Aristidis Psarros

Personal information
- Native name: Αριστείδης Νικόλαος Ψαρρός
- Full name: Aristeidis Nikolaos Psarros
- Born: 11 April 2008 (age 18)

Sport
- Country: Greece
- Sport: Taekwondo
- Event: 54 kg

Medal record
Representing Greece
World Championships
| Bronze medal – third place | 2025 Wuxi | 54 kg |
European Championships
| Bronze medal – third place | 2026 Munich | 54 kg |
World Junior Championships
| Gold medal – first place | 2024 Chuncheon | 51 kg |
European Junior Championships
| Gold medal – first place | 2025 Aigle | 55 kg |
European Youth Olympic Festival
| Gold medal – first place | 2025 Skopje | 55 kg |

= Aristeidis Psarros =

Greek taekwondo practitioner (born 2008)

Aristidis Psarros (Αριστείδης Νικόλαος Ψαρρός; born 11 April 2008) is a Greek taekwondo practitioner.
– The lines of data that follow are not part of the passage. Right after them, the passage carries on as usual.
PR #913, opened 2024-03-08
feat: Add rum-response metadata handler

metal-messiah:
The initial connect call can now supply browser app metadata.  This adds a handler to store and use that metadata for future harvests.
---

### Overview
This PR introduces a handler for the agent metadata response from the RUM call.  This will initially contain a real entityGuid for the browser app, regardless if it was APM injected or standalone.  The entityGuid implementations will be introduced in subsequent PRs, as it will be applied to SR, ST and Logs payloads in the future. 

### Related Issue(s)
NR-215487

### Testing
A new test has been added to account for the rum-supplied app id.


src/common/config/state/runtime.js
```diff
@@ -18,6 +18,7 @@ const model = {
   origin: '' + globalScope.location,
   ptid: undefined,
   releaseIds: {},
+  rumCallMetadata: {},
```
patrickhousley, line 21: Nitpick

```suggestion
  agentMetadata: {},
```

patrickhousley (approved):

He won the bronze medal at the 2025 World Taekwondo Championships.

==Career==
Psarros represented Greece in international tournaments from the youth age categories onward. In 2023, he won the gold medal in the 48 kg event at the European Junior Taekwondo Championships in Tallinn. The same year, he also achieved results in the 51 kg event at international tournaments including the Polish Open, Serbia Open and Balkan Cup.
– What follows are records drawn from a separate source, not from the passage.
PR #918, opened 2024-03-18
feat: Update agent to use new relic server time

patrickhousley:
Update the agent to use New Relic server time as the timestamp for harvested page action and error data.
---

### Overview

This updates all the harvested data to use the calculated NR server time as the the basis for timestamping harvested data. See the [CDD](https://newrelic.atlassian.net/wiki/spaces/INST/pages/3180429574/Normalize+Browser+Agent+Timestamps) for spec changes.

### Related Issue(s)

https://new-relic.atlassian.net/browse/NR-222430
https://new-relic.atlassian.net/browse/NR-222419
https://new-relic.atlassian.net/browse/NR-222426

### DIFF
--- a/src/common/context/shared-context.js
+++ b/src/common/context/shared-context.js
@@ -1,4 +1,5 @@
 import { warn } from '../util/console'
+import { TimeKeeper } from '../timing/time-keeper'
 
 const model = {
   agentIdentifier: '',
@@ -17,5 +18,7 @@ export class SharedContext {
     } catch (err) {
       warn('An error occured while setting SharedContext', err)
     }
+
+    this.timeKeeper = TimeKeeper.getTimeKeeperByAgentIdentifier(this.sharedContext.agentIdentifier)
   }
 }
--- a/src/common/context/shared-context.js
+++ b/src/common/context/shared-context.js
@@ -1,9 +1,9 @@
 import { warn } from '../util/console'
-import { TimeKeeper } from '../timing/time-keeper'
 
 const model = {
   agentIdentifier: '',
-  ee: undefined
+  ee: undefined,
+  timeKeeper: undefined
 }
 
 export class SharedContext {
@@ -16,9 +16,7 @@ export class SharedContext {
         if (Object.keys(model).includes(key)) this.sharedContext[key] = value
       })
     } catch (err) {
-      warn('An error occured while setting SharedContext', err)
+      warn('An error occurred while setting SharedContext', err)
     }
-
-    this.timeKeeper = TimeKeeper.getTimeKeeperByAgentIdentifier(this.sharedContext.agentIdentifier)
   }
 }
--- a/src/common/harvest/harvest.js
+++ b/src/common/harvest/harvest.js
@@ -179,7 +179,7 @@ export class Harvest extends SharedContext {
       encodeParam('v', VERSION),
       transactionNameParam(info),
       encodeParam('ct', runtime.customTransaction),
-      '&rst=' + this.timeKeeper.now(),
+      '&rst=' + this.sharedContext.timeKeeper.now(),
       '&ck=0', // ck param DEPRECATED - still expected by backend
       '&s=' + (runtime.session?.state.value || '0'), // the 0 id encaps all untrackable and default traffic
       encodeParam('ref', ref),
--- a/src/common/harvest/harvest.js
+++ b/src/common/harvest/harvest.js
@@ -9,7 +9,6 @@ import * as submitData from '../util/submit-data'
 import { getLocation } from '../url/location'
 import { getInfo, getConfigurationValue, getRuntime, getConfiguration } from '../config/config'
 import { cleanURL } from '../url/clean-url'
-import { now } from '../timing/now'
 import { eventListenerOpts } from '../event-listener/event-listener-opts'
 import { Obfuscator } from '../util/obfuscate'
 import { applyFnToProps } from '../util/traverse'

In October 2024, he competed at the 2024 World Taekwondo Junior Championships in Chuncheon, South Korea and won a gold medal in the 51 kg event. During the tournament, he defeated Seo Eunsu, Alexander Sherratt, Ahmed Yahya Mohamed El Sayed and Amirmohammad Nasirahmadi to reach the final. In the final, he defeated Artiom Rosca 2–0 to become World Junior Champion. The next month he competed at the 2024 European U21 Taekwondo Championships in Sarajevo. After defeating Arian Miakhel in the opening round, he lost to Spain's Jairo Agenjo Trigos in the round of 16.

In 2025, he won gold medals in the 54 kg event at the Bulgaria Open in Sofia and the European edition of the WT President's Cup. In July 2025, he competed at the 2025 European Youth Summer Olympic Festival in Skopje, North Macedonia, and won a gold medal in the 55 kg event. During the tournament, he defeated opponents from Poland, Hungary, Spain and Italy to reach the final, where he defeated France's Eliot Guardiola 2–0.
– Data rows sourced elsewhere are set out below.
PR #919, opened 2024-03-18
feat: Switch web vitals library to attribution build

cwli24:
Report extra attributes for each vital using web vital library's attribution build.
---

### Overview

Most "potentially-helpful" debugging information offered by CWV's attribution build is now included with the `PageViewTiming` event nodes. Many of them have the same property name as given by CWV.
Note that we may remap some or all of them to our own standardized names in the future. At the present, they can be NRQL for using those attribute names directly, like `SELECT firstByteToFCP FROM PageViewTiming WHERE timingName = 'firstContentfulPaint'`.

### Related Issue(s)

https://new-relic.atlassian.net/browse/NR-191642
* Untracked chore: fix test matcher not considering Android versions

### Testing

Jest tests for each indiv vital & pvt component updated.


src/common/vitals/cumulative-layout-shift.js
```diff
@@ -1,13 +1,19 @@
...
 import { isBrowserScope } from '../constants/runtime'
 
 export const cumulativeLayoutShift = new VitalMetric(VITAL_NAMES.CUMULATIVE_LAYOUT_SHIFT, (x) => x)
 
 if (isBrowserScope) {
-  onCLS(({ value, entries }) => {
-    if (cumulativeLayoutShift.roundingMethod(value) === cumulativeLayoutShift.current.value) return
-    cumulativeLayoutShift.update({ value, entries })
+  onCLS(({ value, attribution, id }) => {
+    const attrs = {
```
patrickhousley, line 10: This is removing a logic check. Was that no longer needed or is there something else we need to put here to prevent duplicate reporting?

src/common/vitals/interaction-to-next-paint.js
```diff
@@ -7,7 +7,14 @@ export const interactionToNextPaint = new VitalMetric(VITAL_NAMES.INTERACTION_TO
 
 if (isBrowserScope) {
 /* Interaction-to-Next-Paint */
-  onINP(({ value, entries, id }) => {
-    interactionToNextPaint.update({ value, entries, attrs: { metricId: id } })
```
patrickhousley, line 11: This is changing the signature of the object we report out via the update method. Where does this change need to be accounted for and has it been?

src/common/vitals/largest-contentful-paint.js
```diff
@@ -7,22 +7,26 @@ import { cleanURL } from '../url/clean-url'
...
 if (isBrowserScope) {
-  onLCP(({ value, entries }) => {
+  onLCP(({ value, attribution }) => {
   /* Largest Contentful Paint - As of WV v3, it still imperfectly tries to detect document vis state asap and isn't supposed to report if page starts hidden. */
     if (initiallyHidden || largestContentfulPaint.isValid) return
 
-    const lcpEntry = entries[entries.length - 1] // this looks weird if we only expect one, but this is how cwv-attribution gets it so to be sure...
-    largestContentfulPaint.update({
-      value,
-      entries,
```
patrickhousley, line 17: This is changing the signature of the object we report out via the update method. Where does this change need to be accounted for and has it been?

src/common/vitals/vital-metric.js
```diff
@@ -20,7 +20,7 @@ export class VitalMetric {
     this.history.push(state)
     this.#subscribers.forEach(cb => {
       try {
-        cb(this.current)
+        cb(state)
```
patrickhousley, line 23: Where was `this.current` even defined?

src/features/page_view_timing/aggregate/index.js
```diff
@@ -43,6 +45,12 @@ export class Aggregate extends AggregateBase {
     timeToFirstByte.subscribe(({ entries }) => {
       this.addTiming('load', Math.round(entries[0].loadEventEnd))
     })
+    // *cli Mar'24 - CLS node won't be added until we fix the rounding problem in schema that's grounding the decimal value to 0
+    // subscribeToVisibilityChange(() => {
+    //   const { name, value, attrs } = cumulativeLayoutShift.current
+    //   if (value === undefined) return
+    //   this.addTiming(name, value * 1000, attrs) // downstream consumer interprets the value as ms-unit and converts it to seconds; cls score is neither and we need to negate that division
+    // }, true) // so CLS node only reports on vis change rather than on every change
```
patrickhousley, line 53: Are we OK with leaving commented out code in the repo?

tools/browsers-lists/utils.mjs
```diff
@@ -16,8 +16,8 @@ export function getBrowserName ({ browserName, platformName }) {
 }
 
 export function getBrowserVersion (capabilities) {
-  if (capabilities.platformName?.toLowerCase() === 'ios') {
-    return capabilities['appium:platformVersion'] || capabilities.platformVersion
+  if (['ios', 'android'].includes(capabilities.platformName?.toLowerCase())) {
+    return capabilities['appium:platformVersion'] || capabilities.version
```
patrickhousley, line 20: Why was this changed?

cwli24: Matcher wasn't respecting versioning for Android. One of the currently failing soft nav test needs to be excluded from Android 9, but `'android>9'` not working atm because of this.

src/common/vitals/vital-metric.js
cwli24: Right below in this file as a getter, so it basically just go and grab the state defined here again

src/features/page_view_timing/aggregate/index.js
cwli24: I'm expecting the fix needed from consumer to be done in the near future, I think. Just saves me later from re-writing/rethinking out what needs to be written lol.

src/common/vitals/first-input-delay.js
```diff
@@ -1,19 +1,24 @@
...
+      type: attribution.eventType,
+      fid: Math.round(value),
+      eventTarget: attribution.eventTarget,
+      loadState: attribution.loadState
+    }
 
     // CWV will only report one (THE) first-input entry to us; fid isn't reported if there are no user interactions occurs before the *first* page hiding.
     firstInputDelay.update({
-      value: entries[0].startTime,
-      entries,
```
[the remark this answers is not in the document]
cwli24: you're talking about `entries` right? Yeah it's never used except by the current `onTTFB` for the load node (and technically if we moved onTTFB to attribution, it wouldn't need `entries` either as `attribution.navigationEntry` would hold it).

Entries is a bit useless atm and just extra references to perf entries.

src/common/vitals/vital-metric.js
patrickhousley: Ah ok 👍

src/common/vitals/first-input-delay.js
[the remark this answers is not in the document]
patrickhousley: I put this comment on several changes. I just want to make sure that we are either not using the `entries` property or accounted for the change. Also, just want to make sure that the final harvest payload is accurate and not missing something because of this change. Just precautionary here.

src/common/vitals/cumulative-layout-shift.js
cwli24: The check's purpose was to not report on this callback trigger if `value` remains the same, like: [0.1, 0.2, 0.2] <- don't capture 2nd `0.2`. 
This is likely related to `reportAllChanges` being true.
However, web vitals already does not report if the value remains unchanged so we don't need this.

src/common/vitals/cumulative-layout-shift.test.js
```diff
@@ -59,13 +70,11 @@ describe('cls', () => {
...
-        expect(value).toEqual(1)
-        expect(triggered).toEqual(1)
-        setTimeout(() => {
-          expect(triggered).toEqual(1)
-          done()
-        }, 1000)
+        expect(value).toEqual(0.123)
       })
+      metric.update({ value: 0.123 })
+      expect(triggered).toBeGreaterThanOrEqual(2)
```
metal-messiah, line 76: I'm still curious why this behavior and test are changing to allow CLS to report identical values more than once

tests/specs/spa/soft-navigations.e2e.js
```diff
@@ -146,6 +146,7 @@ describe('Soft navigations', () => {
   })
 
   // This reproduction condition only happens for chromium. I.e. safari & firefox load still fires before they let ajax finish.
+  // Also, Android 9.0- is not happy with 1mb-dom.html, so that ought to be excluded from this test.
```
metal-messiah, line 149: Can you just not use the 1mb test file and instead switch it for the 64kb one?  That seems to pass locally for me

src/common/vitals/first-input-delay.js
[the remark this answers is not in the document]
cwli24: Good to double check. So only `onTTFB` is subscribed in more than the one PVT aggregate code. TTFB was not switched over here aka still uses the non-attribution build, and the `entries` for it was left alone as well as in the VitalMetric class, so yeah nothing's missing or breaking with this.
(onTTFB could be switched and this `entries` removed altogether really, but unnecessary work.)

src/common/vitals/cumulative-layout-shift.test.js
cwli24: The test description says reports more than once, not necessarily "except if the value is the same", so I'm just updating it to be more true to description.

Also, `onCLS` inherently will not report the same value more than once, so that behavior is baked in already

cwli24: We can keep that redundant check though. I'm just following the philosophy of letting CWV handle calculations and scoring.

tests/specs/spa/soft-navigations.e2e.js
cwli24: I'm still getting an error for that test on android 9, just a different one that violates one of the expects which passes on the other browsers.

src/common/vitals/cumulative-layout-shift.test.js
metal-messiah: Then IMO wouldn't test that it **can** report the same value twice, since i think that implies that it has some utility for us (where in fact the test used to ensure that it can not report the same value twice since we dont want to harvest identical nodes twice)

cwli24: You suggesting to remove it? It does serve to ensure there's no check blocking it from reporting twice.

src/common/vitals/first-input-delay.js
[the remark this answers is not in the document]
metal-messiah: As long as we have a predictable way to access data regardless of the metric type, i'm good with it.  I don;t love that most dont use entries, but one does.  if it feels disjointed as is we may need to revisit standardizing the attributes flowing through these emitters at a later time

src/common/vitals/cumulative-layout-shift.test.js
metal-messiah: I cant see any case where we would **want** it to report the same value twice, so we need to pick a behavior here.  Either we enforce it like it was before or not, which is fine, but testing that it **can** do something we don't want it to do is strange to me here.

src/common/vitals/cumulative-layout-shift.js
```diff
@@ -1,13 +1,19 @@
...
+      metricId: id,
```
metal-messiah, line 11: Also curious what the `metricId` is/will be used for here

src/features/page_view_timing/aggregate/index.js
metal-messiah: Along these lines, should the [CLS](https://github.com/newrelic/newrelic-browser-agent/pull/919/files#diff-c3fae4e9a454f8ce96b46ab1b4c0ec1cf02d4f5a52418979046ed371e4965d96R9-R17) change in the emitter also be removed/commented out since there isnt anything consuming it?

src/common/vitals/cumulative-layout-shift.test.js
patrickhousley: I don't normally advocate for writing tests for a third-party but, if we are assuming that the CWV library will not double-report the same value, it makes sense to me that we test that assumption just in case the library is updated later and breaks that assumption.

src/features/page_view_timing/aggregate/index.js
cwli24: Harmless to leave in really; the attrs just won't be consumed at all. I could comment out the attrs though if you feel like we should--only the value is needed/used atm with it as an attr under other nodes. So?

src/common/vitals/cumulative-layout-shift.js
cwli24: Similar to metricId for INP in that if you want the final CLS for a view, you have to query/filter the new cls nodes sent by `latest(metricId)` to get that value. This is the most accurate by-the-books approach

src/common/vitals/cumulative-layout-shift.test.js
metal-messiah: (or just go back to enforcing it ourselves and not need to worry)

cwli24: The test itself is really for cls vital metrics class and the callback as onCLS is mocked, not to be conflated with the behavior of the original onCLS per se. Even though it's not expected to double report the same value in the field, unit testing that it by _our_ callback definition is allowed isn't really counterintuitive. That said, since it raised confusion, I removed it.

src/common/vitals/first-input-delay.js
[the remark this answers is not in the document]
cwli24: Ported ttfb over and removed `entries` entirely at this time as it's not meaningfully used anywhere.

metal-messiah (approved):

In October 2025, he competed at the 2025 World Taekwondo Championships in Wuxi, China, and won a bronze medal in the 54 kg event. He defeated Mongolia's Purevdash Yondonjamts in the opening round, Serbia's Relja Ivković in the round of 32, Spain's Jairo Agenjo Trigos in the round of 16 and Brazil's Matheus Gilliard Goncalves in the quarterfinals. During the semifinals, he lost to Turkey's Furkan Ubeyde Çamoğlu and finished third. In November 2025, he competed at the 2025 European Junior Taekwondo Championships in Aigle, Switzerland, and won a gold medal in the 55 kg event. He defeated Italy's Abderrahman Touiar 2–0 in the final to become European Junior Champion.

In 2026, he won the gold medal in the 58 kg event at the Dutch Open in Eindhoven. In May 2026, he competed at the 2026 European Taekwondo Championships in Munich, Germany, and won a bronze medal in the 54 kg event. He lost to Spain's Jairo Agenjo Trigos in the semifinals.